Annabel and Harry sat in a corner playing checkers. They seemed to be much impressed by the opinion of Mr. Brimstead. For a moment their game was forgotten.

"That boy has a way with the gals," Samson laughed. "There's no such fence around either of them."

"They're both liable to be nibbled some," said Brimstead.

"I like to see 'em have a good time," said his wife. "There are not many boys to play with out here."

"The boys around here are all fenced in," said Annabel. "There's nobody here of my age but Lanky Peters, who looks like a fish, and a red-headed Irish boy with a wooden leg."

"Say, she's like a woodpecker in a country where there ain't any trees," said Brimstead, in his confidential tone.

"No I'm not," the girl answered. "A woodpecker has wings and the right to use them."

"Cheer up. A lot of people will be moving in here this spring—more boys than you could shake a stick at," Mrs. Brimstead remarked, cheerfully.

"If I shake any stick at them, it will be a stick of candy, for fear of scaring them away," said Annabel, with a laugh.

Brimstead said to Samson: "Say, I'll tell ye, you're back in a cove. You must get out into the current."

"And give the young folks a chance to play checkers together," said Samson.

"Say, I'll tell ye," said Brimstead. "This country is mostly miles. They can be your worst enemy unless you get on the right side of 'em. Above all, don't let 'em get too thick between you an' your market. When you know about where it is, keep the miles behind ye. Great markets will be springin' up in the North. You'll see a big city growin' on the southern shore of Lake Michigan before long. I think there will be better markets to the north than there are to the south of us."

"By jingo!" Samson exclaimed. "Your brain is about as busy as a beehive on a bright summer day."

"Say, don't you mention that to a livin' soul," said Brimstead. "My brain began to chase the rainbow when I was a boy. It drove me out o' Vermont into the trail to the West and landed me in Flea Valley. Now I'm in a country where no man's dreams are goin' to be big enough to keep up with the facts. We're right under the end o' the rainbow and there's a pot o' gold for each of us."

"The railroad will be a help in our fight with the miles," said Samson.

"All right. You get the miles behind ye and let the land do the waiting. It won't hurt the land any, but you'd be spoilt if you had to wait twenty years."

The Peasleys arrived and the men and women spent a delightful hour traveling without weariness over the long trail to beloved scenes and the days of their youth. Every day's end thousands were going east on that trail, each to find his pot of gold at the foot of the rainbow of memory.

Before they went to bed that night Brimstead paid his debt to Samson, with interest, and very confidentially.

At daylight in the morning the team was at the door ready to set out for the land of plenty.

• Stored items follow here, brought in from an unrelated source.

PR #1689, opened 2022-10-22
Include panel scripts in content when RENDER_PANELS=True

matthiask:
It seems to me that panel scripts aren't included at all when using `RENDER_PANELS=True` at the moment. This would probably be a bug. I don't use `RENDER_PANELS` anywhere and therefore cannot really test if this change would be correct.

I found this while trying to write a test for the timer panel (because I wanted a green build, re. code coverage)

### DIFF
--- a/debug_toolbar/static/debug_toolbar/js/timer.js
+++ b/debug_toolbar/static/debug_toolbar/js/timer.js
@@ -1,7 +1,6 @@
 import { $$ } from "./utils.js";
 
 function insertBrowserTiming() {
-    console.log(["inserted"]);
     const timingOffset = performance.timing.navigationStart,
         timingEnd = performance.timing.loadEventEnd,
         totalTime = timingEnd - timingOffset;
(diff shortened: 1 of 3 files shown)


matthiask:
Addendum: My gut feeling is that this change is correct, I lean towards merging but I really want a second opinion.

tim-schilling:
RENDER_PANELS is used when setting up an asgi app with channels. We should extend the example app to support testing that case, but not necessarily now. I can run this PR against a project of mine that uses ASGI next week if you can wait till then.

matthiask:
Sure! No pressure at all. I already added a `template_source` test here https://github.com/jazzband/django-debug-toolbar/commit/a8fa1d07f52d5480cc9d62e2c06fdf11231a2171 , the build is green already.

tim-schilling:
Alright this should be good now. I spotted a bug where the "inserted" statement I removed (when it was still in the code) wasn't being printed out. Making it a module script seems to have resolved the issue. I'll leave the last review, squash and merge to you if you don't have any questions.

tim-schilling (approved):

matthiask:
No questions, thanks for checking and for improving the test!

As Samson and Harry were making their farewells, Annabel asked the latter:

"May I whisper something in your ear?"

"I was afraid you wouldn't," he said.

He bent his head to her and she kissed his cheek and ran away into the house.

"That means come again," she called from the door, with a laugh.

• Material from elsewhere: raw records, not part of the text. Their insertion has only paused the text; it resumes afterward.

PR #1690, opened 2022-10-24
Update package metadata

ofek:
## Background

Hello there! The Python packaging ecosystem has standardized on the interface for build backends ([PEP 517](https://peps.python.org/pep-0517/)/[PEP 660](https://peps.python.org/pep-0660/)) and the format for metadata declaration ([PEP 621](https://peps.python.org/pep-0621/)/[PEP 631](https://peps.python.org/pep-0631/)). As a result, the execution of `setup.py` files is now [deprecated](https://blog.ganssle.io/articles/2021/10/setup-py-deprecated.html).

So, I'm spending my free time updating important projects so that they are modernized and set an example for others 😄

related: https://github.com/jazzband/help/issues/313

## Summary of changes

This implements [PEP 621](https://peps.python.org/pep-0621/), obviating the need for `setup.py` (see note), `setup.cfg`, and `MANIFEST.in`. The build backend `hatchling` (of which I am a maintainer in the [PyPA](https://github.com/pypa)) is now used as that is the default in the official [Python packaging tutorial](https://packaging.python.org/en/latest/tutorials/packaging-projects/). Hatchling is available on all the major distribution channels such as [Debian](https://salsa.debian.org/python-team/packages/hatchling), [Fedora](https://src.fedoraproject.org/rpms/python-hatchling), [Arch Linux](https://archlinux.org/packages/community/any/python-hatchling/), [conda-forge](https://anaconda.org/conda-forge/hatchling), [Nixpkgs](https://github.com/NixOS/nixpkgs/blob/master/pkgs/development/python-modules/hatchling/default.nix), [Alpine Linux](https://github.com/alpinelinux/aports/blob/master/community/py3-hatchling/APKBUILD), [FreeBSD](https://github.com/freebsd/freebsd-ports/blob/main/devel/py-hatchling/Makefile)/[OpenBSD](https://github.com/openbsd/ports/blob/master/devel/py-hatchling/Makefile), [Gentoo Linux](https://github.com/gentoo/gentoo/tree/master/dev-python/hatchling), [MacPorts](https://github.com/macports/macports-ports/blob/master/python/py-hatchling/Portfile), [OpenEmbedded](https://github.com/openembedded/openembedded-core/commit/846e806181f1349be29cbce78c5041735dfd7e6f), [Spack](https://github.com/spack/spack/blob/develop/var/spack/repos/builtin/packages/py-hatchling/package.py), [MSYS2](https://github.com/msys2/MINGW-packages/blob/master/mingw-w64-python-hatchling/PKGBUILD), etc.

## Notes

- The version is now sourced directly from `debug_toolbar/__init__.py`, removing a release step
- The source distributions on PyPI are erroneously shipping a build artifact `*.egg-info` from `python setup.py develop`; this is now fixed
- Let me know if I should remove `setup.py`, I followed https://github.com/urllib3/urllib3/blob/main/setup.py
- I updated the pin for the `pypa/gh-action-pypi-publish` Action https://github.com/pypa/gh-action-pypi-publish#-master-branch-sunset-


matthiask (commented):
Thank you! I like the general direction. I have yet to start converting any packages to the new format so I'm not able to judge if this is the best way to do it. 

I have never heard about hatch or hatchling before. I see that it is a pypa repository, and this makes me feel warm and fuzzy inside :) so that's good. But I've certainly seen alternative build systems being used. Why should we use hatchling? (As you see I do not have a strong opinion here myself.)

I remember a discussion re. using something like this in Django proper. It was judged to be too early. I think django-debug-toolbar may be a good place to shake out the last (ha!) bugs but it still is a relatively high-profile project for Django users and I am wary to break things. Is the "new way" stable enough?

I don't know about leaving `setup.py` in there. GitHub seems to require it. But, if you leave it in there, you should probably add a `sys.exit(...)` above the commentary that the lines below will never be executed, otherwise they may be :-)

Thanks!

tim-schilling:
I don't have a strong opinion one way or another for packaging, but it seems like hatch is mature enough for us to use. I would suggest us running a test with test.pypi.org first. I've made a request to the owner of the django debug toolbar package on test.pypi.org to add me as an owner. If I'm able to get those permissions, I'll add you as well @matthiask.

ofek:
> Why should we use hatchling?

Not a complete list but here's from a recent comment -

Hatchling:

- Supports static analysis tools for editable installations by default whereas the new setuptools [does not](https://github.com/microsoft/pylance-release/issues/3407) i.e. it requires enabling an option for IDEs to work.
- Uses [Git-style glob patterns](https://git-scm.com/docs/gitignore#_pattern_format) rather than stdlib globs to better match user expectations.
- Allows easy and explicit control of what gets shipped in the `sdist` [target](https://hatch.pypa.io/latest/config/build/) whereas with setuptools it's an objectively confusing mix of conditional wheel options and a [`MANIFEST.in`](https://setuptools.pypa.io/en/latest/userguide/miscellaneous.html) file.

> I don't know about leaving `setup.py` in there.

Can I remove it?

matthiask:
> Hatchling: [...]

Thanks!

> Can I remove it?

I think it probably makes more sense to copy urllib3 there as well? See https://github.com/community/community/discussions/6456

ofek:
Done!

ofek:
@hugovk 

> One suggestion: shall we add https://github.com/tox-dev/pyproject-fmt/ to pre-commit to consistently format `pyproject.toml`?

Can we do that in a separate PR?

tim-schilling:
@matthiask It'll take at least one more week until I have ownership of the test pypi repo. Do you want to do a release with the code before this change, then this after we test the release process on test.pypi.org? Or batch it all together?

matthiask:
@tim-schilling I think it's fine to batch it. We can always push another release or revert in the worst case.

ofek:
another just merged https://github.com/jazzband/prettytable/pull/212

docs/contributing.rst
```diff
@@ -167,12 +167,12 @@ The release itself requires the following steps:
...
 
 #. Bump version numbers in ``docs/changes.rst``, ``docs/conf.py``,
-   ``README.rst``, ``debug_toolbar/__init__.py`` and ``setup.cfg``.
+   ``README.rst``, and ``debug_toolbar/__init__.py``.
    Add the release date to ``docs/changes.rst``. Commit.
 
 #. Tag the new version.
 
-#. ``python setup.py sdist bdist_wheel upload``.
+#. ``tox packaging``.
```
tim-schilling, line 175: Shouldn't this be `tox -e packaging`?

ofek: Fixed!

tim-schilling (approved):
Alright I'm good with this. Thank you for the PR! @matthiask I don't feel strongly enough about testing with test.pypi.org to stop us from releasing this.

matthiask:
Me neither, let's merge it then. Thanks all!

pauloxnet:
Great. Can we create a recipe with steps to apply this update in other jazzband packages ?

ofek:
First step: https://hatch.pypa.io/latest/intro/#existing-project

hugovk:
> @hugovk
> 
> > One suggestion: shall we add https://github.com/tox-dev/pyproject-fmt/ to pre-commit to consistently format `pyproject.toml`?
> 
> Can we do that in a separate PR?

Please see PR https://github.com/jazzband/django-debug-toolbar/pull/1700.

PR #1697, opened 2022-11-02
Create one-time mouseup listener for each mousedown

scuml:
Move the creation on the mouseup event handler to inside the mousedown and add {once: true} so that is is removed after each use.  This prevents multiple mouseup events from getting attached to `document` (which breaks mouseup behavior) when using libraries that update page content without reloading the page like Hotwire Turbo, htmx, and Unpoly.


tim-schilling (approved):

tim-schilling:
Thanks for the PR and cleaning up my mess!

"I guess I'll have to—to get even," he answered.

"That's a pretty likely girl," said Samson, as they were driving away.

"She's as handsome as a picture."

"She is—no mistake!" Samson declared. "She's a good-hearted girl, too. You can tell that by her face and her voice. She's as gentle as a kitten, and about as wide awake as a weasel."

"I don't care much for girls these days," Harry answered. "I guess I'll never get married."

"Nonsense! A big, strapping, handsome young feller like you, only twenty years old! Of course you'll get married."

"I don't see how I'm ever going to care much for another girl," the boy answered.

"There are a lot o' things in the world that you don't see, boy. It's a big world and things shift around a good deal and some of our opinions are apt to move with the wind like thistledown."

It was a long, wearisome ride back to the land of plenty, over frozen ground, with barely an inch of snow upon it, under a dark sky, with a chilly wind blowing.

"After all, it's home," said Samson, when late in the evening they saw the lighted windows of the cabin ahead. When they had put out their horses and come in by the glowing fire, Samson lifted Sarah in his arms again and kissed her.

"I'm kind o' silly, mother, but I can't help it—you look so temptin'," said Samson.

"She looks like an angel," said Harry, as he improved his chance to embrace and kiss the lady of the cabin.

"The wind has been peckin' at us all day," said Samson. "But it's worth it to get back home and see your face and this blazin' fire."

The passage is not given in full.